Starts at 100 points, with deductions for issues:

IssueDeduction
Each lint error-15 points
Each lint warning-5 points
Unreachable node-10 per node
Non-terminating paths-20
Uncovered tool outputs-5 per tool

Grades

GradeScore Range
A90-100
B80-89
C70-79
D60-69
F<60

optimize

Suggest cheaper model substitutions without sacrificing quality. Rules include: simple prompts can use cheaper models, nodes in retry loops can use cheaper models for mechanical iterations, and bookkeeping tasks (summary, cleanup, commit) can use cheaper models.

dippin optimize
$ dippin optimize pipeline.dip
═══ Optimization Report ═════════════
─── Cost Summary ────────────────────
  Current:   $3.59 (expected)
  Optimized: $0.00 (expected)
  Savings:   $3.59 (expected)

─── Suggestions ─────────────────────
   [InterpretRequest] simple prompt does not need an expensive model
    claude-opus-4-6  claude-haiku-4-5  (saves ~$0.41)
   [CommitWork] bookkeeping task can use a cheaper model
    gpt-5.2  gpt-4o-mini  (saves ~$0.30)

When to use: After dippin cost shows high costs.

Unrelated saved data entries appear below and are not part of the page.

PR #305, opened 2020-01-06
Enable Live Schedule and Live Post blocks

ryelle:
This removes the site filter on Live Schedule & the live Latest Posts block, so these features are available to all sites.

This is part of opening the PWA features to all sites, and is needed before merging #241. 

1. Set `WORDCAMP_ENVIRONMENT` to `"production"`
2. Check that the Live Schedule block is still available
3. Check that Latest Posts has a "live updates" toggle setting


coreymckrill (approved):
👍 Tested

Review each suggestion — some "simple" prompts may actually need a capable model.

diff

Semantic comparison between two workflow versions. Unlike text-based diff, this compares graph structure: nodes added/removed, edges changed, field-level modifications, and cost impact.

dippin diff
$ dippin diff v1.dip v2.dip
═══ Semantic Diff ═══════════════════
─── Nodes ──────────────────────────
  + FinalQualityGate

─── Edges ──────────────────────────
  + FinalQualityGate -> Exit [ctx.outcome = fail]
  + FinalQualityGate -> PersistSprint [ctx.outcome = success]
  - WriteFinalSprint -> PersistSprint

─── Cost Delta ──────────────────────
  Old: $5.35 (expected)  New: $5.78 (expected)
  Delta: +$0.43 (expected)

When to use: Code review for workflow changes. See exactly what graph structure changed and how it affects cost, rather than parsing indentation diffs.

feedback

Compare predicted costs against actual execution telemetry to calibrate estimates. Takes the workflow file (for predicted costs) and a CSV telemetry file with columns: node_id, input_tokens, output_tokens, cost_usd.

$ dippin feedback pipeline.dip telemetry.csv

After running a pipeline in production, export telemetry and feed it back to see how accurate the cost predictions were. Outliers (>2x or <0.5x ratio) are flagged for investigation.